ENGLEWOOD - Ginny Fay doesn't remember much about Hurricane Charley.

She sometimes doesn't remember that she and her son are sleeping on the floor of a middle school cafeteria, or that their Punta Gorda mobile home is gone.

But Fay, 88, remembers golf.

Playing golf. Teaching golf. Thinking golf.

"I play a mental game," she says with a sniff of authority. "The game has stayed with me all these years."

Fay started playing in Massachusetts when she was 8, and became one of the country's first women to teach golf professionally. She taught lessons from her mobile home until a few years ago, when strokes and old age confined her mostly to a sitting position.

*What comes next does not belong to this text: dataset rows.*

PR #2299, opened 2022-12-11
Update minimum supported Rails version on docs/getting_started.md

holamendi:
The guides still says that Rails 5.0 is supported, which is no longer the case. Rails 6.0 is the minimum required version.


pablobm (approved):
Good catch! Would you mind rebasing, now that the build has been fixed?

PR #2308, opened 2023-01-03
Make overriding create resource easier

cyu:
Use `new_resource` in the `create` action.  This will make it easier for subclasses to further initialize the model before creating the model.


pablobm:
Thank you! :slightly_smiling_face:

And now, her home is gone. So are the photos of Fay in the 1930s, posing with a club while wearing a skirt down to her ankles and a modest top on an all-women's college campus. The yellowing newspaper clips have probably also blown away.

But in this temporary shelter for Charley's victims, Fay is smiling because she is doing what she loves. "Keep your head straight," Fay tells a man who is about her age. He is holding a white cane upside down, like a golf club. Another man holds a pink towel in both hands and rotates his torso.

To make her point, Fay lifts her body from her motorized scooter. She slowly grabs a seven-iron from the scooter's basket and holds it firmly in her gnarled hands. She looks like she might fall, but her voice is steady.

"Learn to be conscious of the tensions in your swing," she tells the man. A few others are standing near, listening. They are rapt.

Her son, Doug Fay, watches from a few feet away. "When she has a chance to teach, her mind comes alive," said Doug, 55. "With golf, she's clear as a bell."

But Fay is a little foggy about other events. She sometimes calls Doug "my husband," even though he has been dead for years. And sometimes, she's not sure if her home is in Port Charlotte or Massachusetts, where she reigned on the green decades ago.

Like thousands of others in Charlotte County, the pair has nowhere else to go. Fay sometimes remembers what brought her here to L.A. Ainger Middle School. On Thursday, she and her son fled from their home after the first evacuation order. They went to one shelter in Port Charlotte for two nights, then were moved to another shelter about 20 miles away in Englewood.

They had $2, in Fay's pocket, some clothes, Fay's scooter, and of course, her golf bag.

And so now they wait, with the hundreds of others. Some play cards. Others sit silently, obviously upset. And others want to talk to Fay about golf. Just the memories of better days in Florida, of long, sunny games on a tidy green course, are enough to get them through this day.